Stored data:
__________________________________________________
PR #183, opened 2026-05-04
fix(skills): prefix bare skill references with 'argent-'

latekvo:
All skills are currently exposed as `argent-***`. In the markdown though, we refer to them as just `***`. This may confuse the agent when it tries reading `skills/***` instead of `skills/argent-***`.

This PR changes all skill references in docs to the correct `argent-***` form. 

## Why?
There's no downside to this fix. Keeping it as-is potentially introduces some confusion especially if when the user is running a weaker model or if we encounter namespace conflicts.


filip131311 (approved):
LGTM

PR #148, opened 2026-04-17
feat: Android emulator support

latekvo:
### For reviewers - what to focus on:

The diff is ~6k LoC; this breakdown should help triage where to spend attention:

| Bucket | Lines | Effort |
| --- | --- | --- |
| **Net-new Android logic**: `boot-device.ts` (660) + `adb.ts` (399) + `uiautomator-parser.ts` (292) | 1351 | **Read carefully** |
__________________________________________________
TASK OBJECTIVE
Full repetition needed. Write out every entry above exactly as given.

RESULT
PR #183, opened 2026-05-04
fix(skills): prefix bare skill references with 'argent-'

latekvo:
All skills are currently exposed as `argent-***`. In the markdown though, we refer to them as just `***`. This may confuse the agent when it tries reading `skills/***` instead of `skills/argent-***`.

This PR changes all skill references in docs to the correct `argent-***` form. 

## Why?
There's no downside to this fix. Keeping it as-is potentially introduces some confusion especially if when the user is running a weaker model or if we encounter namespace conflicts.


filip131311 (approved):
LGTM

PR #148, opened 2026-04-17
feat: Android emulator support

latekvo:
### For reviewers - what to focus on:

The diff is ~6k LoC; this breakdown should help triage where to spend attention:

| Bucket | Lines | Effort |
| --- | --- | --- |
| **Net-new Android logic**: `boot-device.ts` (660) + `adb.ts` (399) + `uiautomator-parser.ts` (292) | 1351 | **Read carefully** |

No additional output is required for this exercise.